(Beginning of Data for analysis)

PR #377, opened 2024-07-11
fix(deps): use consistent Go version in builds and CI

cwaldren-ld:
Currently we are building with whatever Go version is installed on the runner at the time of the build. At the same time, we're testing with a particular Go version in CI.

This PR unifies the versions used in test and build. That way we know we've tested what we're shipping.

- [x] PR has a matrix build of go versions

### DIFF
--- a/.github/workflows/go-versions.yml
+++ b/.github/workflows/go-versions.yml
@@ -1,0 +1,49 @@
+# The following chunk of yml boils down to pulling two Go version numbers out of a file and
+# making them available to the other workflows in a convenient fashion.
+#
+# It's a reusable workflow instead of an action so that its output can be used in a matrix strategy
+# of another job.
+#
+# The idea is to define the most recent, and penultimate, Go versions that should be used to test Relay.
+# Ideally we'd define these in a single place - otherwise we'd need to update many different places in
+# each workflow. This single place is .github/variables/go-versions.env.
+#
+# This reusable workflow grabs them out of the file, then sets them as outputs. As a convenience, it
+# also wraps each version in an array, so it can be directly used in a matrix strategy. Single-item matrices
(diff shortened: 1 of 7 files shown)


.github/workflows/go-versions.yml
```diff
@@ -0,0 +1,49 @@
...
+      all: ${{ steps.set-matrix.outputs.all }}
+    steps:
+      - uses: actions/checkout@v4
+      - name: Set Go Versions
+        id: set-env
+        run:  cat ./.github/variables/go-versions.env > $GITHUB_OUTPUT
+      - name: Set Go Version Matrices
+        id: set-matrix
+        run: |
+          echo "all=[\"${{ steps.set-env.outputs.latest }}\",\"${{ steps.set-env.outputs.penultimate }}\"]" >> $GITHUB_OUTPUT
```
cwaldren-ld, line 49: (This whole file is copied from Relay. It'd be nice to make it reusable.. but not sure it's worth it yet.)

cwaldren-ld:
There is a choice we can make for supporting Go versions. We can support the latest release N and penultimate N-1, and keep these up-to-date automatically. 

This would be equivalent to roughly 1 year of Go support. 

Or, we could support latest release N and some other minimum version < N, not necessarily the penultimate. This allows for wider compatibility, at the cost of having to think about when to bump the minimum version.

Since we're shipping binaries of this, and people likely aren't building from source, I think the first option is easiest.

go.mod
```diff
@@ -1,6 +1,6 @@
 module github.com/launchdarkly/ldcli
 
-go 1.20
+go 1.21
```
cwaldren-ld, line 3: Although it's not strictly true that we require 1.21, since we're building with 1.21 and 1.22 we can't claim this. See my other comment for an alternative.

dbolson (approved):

(End of Data for analysis)
(Beginning of Data for analysis)

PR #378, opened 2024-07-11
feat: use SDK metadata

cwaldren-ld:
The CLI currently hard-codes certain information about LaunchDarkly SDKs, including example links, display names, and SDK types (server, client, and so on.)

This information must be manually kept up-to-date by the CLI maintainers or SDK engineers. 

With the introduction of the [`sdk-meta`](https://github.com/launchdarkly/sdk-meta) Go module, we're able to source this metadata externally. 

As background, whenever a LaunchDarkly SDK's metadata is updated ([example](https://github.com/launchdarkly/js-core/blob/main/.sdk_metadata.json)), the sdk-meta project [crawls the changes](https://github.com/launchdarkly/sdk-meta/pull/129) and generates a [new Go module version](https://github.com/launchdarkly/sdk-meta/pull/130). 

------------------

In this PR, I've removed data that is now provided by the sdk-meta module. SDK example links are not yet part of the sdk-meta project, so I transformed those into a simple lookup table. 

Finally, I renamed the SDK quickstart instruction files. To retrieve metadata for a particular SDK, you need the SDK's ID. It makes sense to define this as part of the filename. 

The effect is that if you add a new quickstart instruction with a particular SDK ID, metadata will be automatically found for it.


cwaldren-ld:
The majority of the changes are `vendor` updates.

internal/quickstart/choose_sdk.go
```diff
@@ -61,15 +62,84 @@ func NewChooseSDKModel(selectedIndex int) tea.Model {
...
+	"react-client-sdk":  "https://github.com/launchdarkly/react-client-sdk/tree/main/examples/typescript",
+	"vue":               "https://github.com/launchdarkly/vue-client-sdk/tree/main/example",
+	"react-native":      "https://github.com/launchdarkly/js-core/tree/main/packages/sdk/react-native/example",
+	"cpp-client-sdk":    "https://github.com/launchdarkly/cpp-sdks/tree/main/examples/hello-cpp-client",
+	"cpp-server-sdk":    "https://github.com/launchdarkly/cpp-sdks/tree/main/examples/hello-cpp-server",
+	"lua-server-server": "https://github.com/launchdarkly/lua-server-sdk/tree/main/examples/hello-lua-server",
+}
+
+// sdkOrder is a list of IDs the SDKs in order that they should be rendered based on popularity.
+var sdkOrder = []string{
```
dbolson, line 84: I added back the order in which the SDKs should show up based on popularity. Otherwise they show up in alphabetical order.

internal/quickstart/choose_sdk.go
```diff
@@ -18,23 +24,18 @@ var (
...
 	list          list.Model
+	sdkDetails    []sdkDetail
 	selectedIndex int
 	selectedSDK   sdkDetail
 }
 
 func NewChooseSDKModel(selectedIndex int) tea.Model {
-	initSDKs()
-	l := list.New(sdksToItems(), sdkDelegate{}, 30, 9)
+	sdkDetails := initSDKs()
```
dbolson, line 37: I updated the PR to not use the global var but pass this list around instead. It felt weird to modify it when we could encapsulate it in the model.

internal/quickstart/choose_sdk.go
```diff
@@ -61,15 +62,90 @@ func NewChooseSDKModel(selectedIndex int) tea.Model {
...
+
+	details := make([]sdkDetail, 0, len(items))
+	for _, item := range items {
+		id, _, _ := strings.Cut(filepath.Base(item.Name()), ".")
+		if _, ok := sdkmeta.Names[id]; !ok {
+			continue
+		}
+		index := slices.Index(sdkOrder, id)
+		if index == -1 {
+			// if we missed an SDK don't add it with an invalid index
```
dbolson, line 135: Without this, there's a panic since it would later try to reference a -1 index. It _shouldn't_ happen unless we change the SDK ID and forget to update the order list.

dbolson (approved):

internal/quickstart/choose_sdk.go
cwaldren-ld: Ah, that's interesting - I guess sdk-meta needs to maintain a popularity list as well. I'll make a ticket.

(End of Data for analysis)
(Beginning of Data for analysis)

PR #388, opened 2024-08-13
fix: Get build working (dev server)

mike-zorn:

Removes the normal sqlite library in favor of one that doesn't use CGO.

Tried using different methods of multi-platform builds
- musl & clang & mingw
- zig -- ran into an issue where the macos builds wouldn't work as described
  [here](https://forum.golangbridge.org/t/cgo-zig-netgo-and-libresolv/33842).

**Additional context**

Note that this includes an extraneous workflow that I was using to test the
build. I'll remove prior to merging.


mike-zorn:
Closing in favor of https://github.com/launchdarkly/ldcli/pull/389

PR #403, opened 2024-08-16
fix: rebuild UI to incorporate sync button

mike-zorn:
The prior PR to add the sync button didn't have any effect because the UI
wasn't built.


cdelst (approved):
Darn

(End of Data for analysis)

> _What to work on_
Look through the data and show every line containing "using".

> _Task result_
Tried using different methods of multi-platform builds
Note that this includes an extraneous workflow that I was using to test the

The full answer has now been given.